発表の概要 ■ Richard Muyungi 氏(CDM 理事会理事)
アフリカにおける CDM について:
・IMF と世界銀行の HIPIC(重債務貧困国政策)により、アフリカ 25 カ国の負債が減っ
ていることで更なる経済成長の見通しがある。CDM を利用して、特に産業部門での経済
成長を伸ばしたい。
・産業部門を成長させる際には、クリーンエネルギーへのアクセスが欠かせない。

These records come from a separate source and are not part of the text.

PR #703, opened 2021-04-30
Add skyd tracing with Jaeger

ro-tex:
## Overview

Add tracing for `skyd`.

## Details

We need to be able to quickly answer questions like "Why is this call slow?" in real time. In order to be able to do that we need to know exactly what is happening with user requests going through the stack and specifically what is happening within `skyd`.

This PR introduces Jaeger - a tracing tool to which `skyd` will send information about its internal state. Jaeger will persist this data on disk with the help of Elasticsearch and will expose a nice UI at local port 16686 (local because there is no authentication).

The integration with Jaeger requires additional instrumentation in `skyd` which is available on branch `chris/tracing-sample` and will be extended and merged into `master` in the future.

The integration with Jaeger is disabled in `skyd` by default and will only be enabled if the env var `JAEGER_DISABLED` is set to `false`.

## Caveats

Elasticsearch seems to be running as a regular user in its container and therefore cannot write to regular volumes unless they are set up with specific ownership or permissions. That's why for it to work we need to specifically create and `chown` its local data directory at `./docker/data/elasticsearch/data` to `1000:1000`.

### DIFF
--- a/docker-compose.jaeger.yml
+++ b/docker-compose.jaeger.yml
@@ -21,10 +21,10 @@ services:
     command: [ "--reporter.grpc.host-port=jaeger-collector:14250", "--reporter.grpc.retry.max=1000" ]
     container_name: jaeger-agent
     restart: on-failure
-    ports:
-      - "127.0.0.1:6831:6831/udp"
-      - "127.0.0.1:6832:6832/udp"
-      - "127.0.0.1:5778:5778"
+    expose:
+      - 6831
+      - 6832
+      - 5778
     environment:
       - LOG_LEVEL=debug
     networks:
@@ -38,10 +38,10 @@ services:
     command: [ "--es.num-shards=1", "--es.num-replicas=0", "--es.server-urls=http://elasticsearch:9200" ]
     container_name: jaeger-collector
     restart: on-failure
-    ports:
-      - "127.0.0.1:14269:14269"
-      - "127.0.0.1:14268:14268"
-      - "127.0.0.1:14250:14250"
+    expose:
+      - 14269
+      - 14268
+      - 14250
     environment:
       - SPAN_STORAGE_TYPE=elasticsearch
       - LOG_LEVEL=debug
@@ -56,9 +56,9 @@ services:
     command: [ "--es.num-shards=1", "--es.num-replicas=0", "--es.server-urls=http://elasticsearch:9200" ]
     container_name: jaeger-query
     restart: on-failure
-    ports:
-      - "127.0.0.1:16686:16686"
-      - "127.0.0.1:16687:16687"
+    expose:
+      - 16686
+      - 16687
     environment:
       - SPAN_STORAGE_TYPE=elasticsearch
       - LOG_LEVEL=debug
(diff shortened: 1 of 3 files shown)


kwypchlo (commented):
there's a lot of ports being mapped to parent network - are all those necessary?

docker-compose.jaeger.yml
```diff
@@ -0,0 +1,88 @@
...
+  jaeger-agent:
+    image: jaegertracing/jaeger-agent
+    command: [ "--reporter.grpc.host-port=jaeger-collector:14250", "--reporter.grpc.retry.max=1000" ]
+    container_name: jaeger-agent
+    restart: on-failure
+    ports:
+      - "5775:5775/udp"
+      - "6831:6831/udp"
+      - "6832:6832/udp"
+      - "5778:5778"
```
ChrisSchinnerl, line 29: Shouldn't those be `localhost:5775:5775` etc. to avoid docker adding them to iptables?

Maybe even better use 
```
expose:
  - someport
```
To not export the port at all and only make it visible from within the shared network of the containers?
https://github.com/compose-spec/compose-spec/blob/master/spec.md#expose

docker-compose.jaeger.yml
```diff
@@ -0,0 +1,88 @@
+version: '3.7'
+
+services:
+  sia:
+    environment:
+      - SIA_MODULES=gctwr
```
ChrisSchinnerl, line 6: why is this in the jaeger.yml?

docker-compose.jaeger.yml
ChrisSchinnerl: Same goes for all the other exposed ports in this file

docker-compose.jaeger.yml
ro-tex: Forgotten. I'll clean it up.

ChrisSchinnerl (dismissed):

docker-compose.jaeger.yml
```diff
@@ -0,0 +1,85 @@
...
+    environment:
+      - discovery.type=single-node
+    volumes:
+      # This dir needs to be chowned to 1000:1000
+      - ./docker/data/elasticsearch/data:/usr/share/elasticsearch/data
+    expose:
+      - 9200
+    networks:
+      shared:
+        ipv4_address: 10.10.10.93
```
ChrisSchinnerl, line 85: not blocking but I think you don't need all of those now that you reference them by hostname

ro-tex: I'd rather have them in there, even if they don't do anything. We set IPs for all other containers.

kwypchlo: Yeah we need to set them manually because if one of the services restart and they would have a different address assigned, in case one service would have cached the ip with the hostname, it would render the connection unreachable. We had that issue with nginx because nginx caches hostnames and ips and needs a full restart in case those change - it's a precaution basically.

kwypchlo (approved):

ChrisSchinnerl (approved):

PR #715, opened 2021-05-04
cache /accounts internal response for 1 minute

kwypchlo:
not perfect but will help us scale up for now - we will have people under unauthorised user limits for up to a minute after they log in


peterjan (approved):
LGTM (`match` var name threw me off for 5s though)

ro-tex (approved):

PR #717, opened 2021-05-05
accounts health checks and testing improvements

kwypchlo:
- added accounts health check that polls https://account.siasky.net/health endpoint and checks whether `dbAlive` is `true`
- replaced `PORTAL_URL` that defaulted to `nginx` with an alias in /etc/hosts for the current machine ip to siasky.net and account.siasky.net so we can actually test requests to https://siasky.net and https://account.siasky.net instead of requesting from http://nginx
- added `ip` entry in health checks so we could double check whether the health check actually hit the specific server that we wanted

### DIFF
--- a/packages/health-check/src/checks/critical.js
+++ b/packages/health-check/src/checks/critical.js
@@ -19,7 +19,7 @@ async function uploadCheck(done) {
     data.up = true;
     data.ip = response.ip;
   } catch (error) {
-    data.statusCode = error?.response?.statusCode || error.statusCode || error.status;
+    data.statusCode = error.response?.statusCode || error.statusCode || error.status;
     data.errorMessage = error.message;
     data.errorResponseContent = getResponseContent(error.response);
     data.ip = error?.response?.ip ?? null;
--- a/packages/health-check/src/checks/critical.js
+++ b/packages/health-check/src/checks/critical.js
@@ -7,26 +7,28 @@ const { calculateElapsedTime, getResponseContent } = require("../utils");
 async function uploadCheck(done) {
   const time = process.hrtime();
   const form = new FormData();
-  const data = Buffer.from(new Date()); // current date to ensure data uniqueness
+  const payload = Buffer.from(new Date()); // current date to ensure data uniqueness
+  const data = { up: false };
 
-  form.append("file", data, { filename: "time.txt", contentType: "text/plain" });
-  let statusCode, errorResponseContent;
+  form.append("file", payload, { filename: "time.txt", contentType: "text/plain" });
 
   try {
-    const response = await got.post(`${process.env.PORTAL_URL}/skynet/skyfile`, { body: form });
+    const response = await got.post(`${process.env.SKYNET_PORTAL_API}/skynet/skyfile`, { body: form });
 
-    statusCode = response.statusCode;
+    data.statusCode = response.statusCode;
+    data.up = true;
+    data.ip = response.ip;
   } catch (error) {
-    statusCode = error?.response?.statusCode || error.statusCode || error.status;
-    errorResponseContent = getResponseContent(error?.response);
+    data.statusCode = error?.response?.statusCode || error.statusCode || error.status;
+    data.errorMessage = error.message;
+    data.errorResponseContent = getResponseContent(error.response);
+    data.ip = error?.response?.ip ?? null;
   }
 
   done({
     name: "upload_file",
-    up: statusCode === StatusCodes.OK,
-    statusCode,
-    errorResponseContent,
     time: calculateElapsedTime(time),
+    ...data,
   });
 }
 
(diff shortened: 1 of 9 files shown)


peterjan (dismissed):
LGTM 👏🏻

packages/health-check/src/checks/critical.js
```diff
@@ -7,53 +7,86 @@ const { calculateElapsedTime, getResponseContent } = require("../utils");
...
+  const payload = Buffer.from(new Date()); // current date to ensure data uniqueness
+  const data = { up: false };
 
-  form.append("file", data, { filename: "time.txt", contentType: "text/plain" });
-  let statusCode, errorResponseContent;
+  form.append("file", payload, { filename: "time.txt", contentType: "text/plain" });
 
   try {
-    const response = await got.post(`${process.env.PORTAL_URL}/skynet/skyfile`, { body: form });
+    const response = await got.post(`${process.env.SKYNET_PORTAL_API}/skynet/skyfile`, { body: form });
```
ro-tex, line 16: This seems to depend on the custom `/etc/hosts` that this PR is adding. Is this better than using `PORTAL_NAME`? It seems like an easy thing to mess up in the future if we decide to, for example, have the portal API be at `portal.siasky.net` and don't add that to the custom `/etc/hosts`. And then we'd end up with health checks going through the load balancer and being meaningless.

I don't mind the way it works right now but I'm afraid that this change is dangerous because it's setting us up for failure if we forget to do a seemingly unrelated change. The definition of tech debt.

packages/health-check/src/checks/critical.js
```diff
@@ -7,53 +7,86 @@ const { calculateElapsedTime, getResponseContent } = require("../utils");
...
 
-    statusCode = response.statusCode;
+    data.statusCode = response.statusCode;
+    data.up = true;
+    data.ip = response.ip;
   } catch (error) {
-    statusCode = error?.response?.statusCode || error.statusCode || error.status;
-    errorResponseContent = getResponseContent(error?.response);
+    data.statusCode = error?.response?.statusCode || error.statusCode || error.status;
```
ro-tex, line 22: nit: `error` can't be null here :)

packages/health-check/src/checks/critical.js
```diff
@@ -7,53 +7,86 @@ const { calculateElapsedTime, getResponseContent } = require("../utils");
...
   });
 }
 
-module.exports = [uploadCheck, downloadCheck];
+async function accountHealthCheck(done) {
+  const time = process.hrtime();
+  const data = { up: false };
+
+  try {
+    const response = await got(`${process.env.SKYNET_DASHBOARD_URL}/health`, { responseType: "json" });
```
ro-tex, line 66: Same comment as above. Maybe we can use the value of the env var in and bind that to the current IP? That would remove the possibility of desyncing the two. But while we're using one hardcoded value (Dockerfile) and another configurable one we will be running that risk.

ro-tex (changes requested):

packages/health-check/src/checks/critical.js
kwypchlo:
```suggestion
    data.statusCode = error.response?.statusCode || error.statusCode || error.status;
```

packages/health-check/src/checks/critical.js
kwypchlo: To ensure that we're not going through load balancer we have now the `ip` property that we can double check in case we're not sure - of course it's manual but that's additional layer of security.

PORTAL_NAME is not a good choice here because it can be anything, readme says:
> `PORTAL_NAME` a string representing name of your portal e.g. `siasky.xyz` or `my skynet portal`

I am aware of the potential issue with hardcoding account.siasky.net but there wasn't really easy way around it that wouldn't require adding a new env variable to every server. I would like to follow up at some point with a cleanup to .env file and all environment variables, this could also mean we would add specific env variable that we could use here.

packages/health-check/src/checks/critical.js
kwypchlo: `SKYNET_DASHBOARD_URL` contains `https://` prefix and it wouldn't work if we assign the ip to address with https:// prefix - tried it. We would need `SKYNET_DASHBOARD_URL_NO_HTTPS` :) Let's follow up in a env cleanup branch once there is a bit more time.

ro-tex: 1. I agree that `.env` is due for a cleanup. I would advise to do that when we stabilise the stack a little more.
2. We could trim the prefix. That should solve the issue for both `SKYNET_DASHBOARD_URL` and `SKYNET_PORTAL_API`. I would prefer to resolve this now rather than later but I won't hold the PR on it and I'll trust your judgement.

packages/health-check/src/checks/critical.js
ro-tex: Right, I forgot that was a very open var.

ro-tex (approved):

peterjan (approved):

PR #757, opened 2021-05-11
Wait for Elasticsearch to be ready

ro-tex:
Jaeger doesn't have the option to wait for Elasticsearch to be ready before starting. It also doesn't retry connecting if it has started without a valid connection to Elasticsearch. This makes it completely unreliable and forces us to look for a way to ensure Elasticsearch is up and running (see the note) before Jaeger starts.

アフリ
カでは特に、バイオマス利用の適用可能性が高い。
アフリカで CDM プロジェクトが少ない理由:
・制度的能力の不足 ⇒ DNA のワンマンショーで終わっている傾向
・財源の不足 ⇒ 初期投資の財源が無い
・金融機関や私企業の CDM に対する認識不足 ⇒ 能力開発の不足
アフリカで CDM を実現するために:
アフリカのほとんどの国は、持続可能な発展に貢献するという理由で京都議定書を締結
しており、後はどのようにプロジェクト実施のための環境を整えるかが問題である。
そのためには、以下が必要とされる。
・昨今の経済成長そして平和を安定させる
・関係者の協力を仰ぎながら、制度的・技術的能力開発に力を入れる
・CDM への初期投資を容易にするための特別な財政支援機関を設置する
・アフリカで実施しやすい CDM の産業分野や技術を明確にする(運輸、省エネ、植林)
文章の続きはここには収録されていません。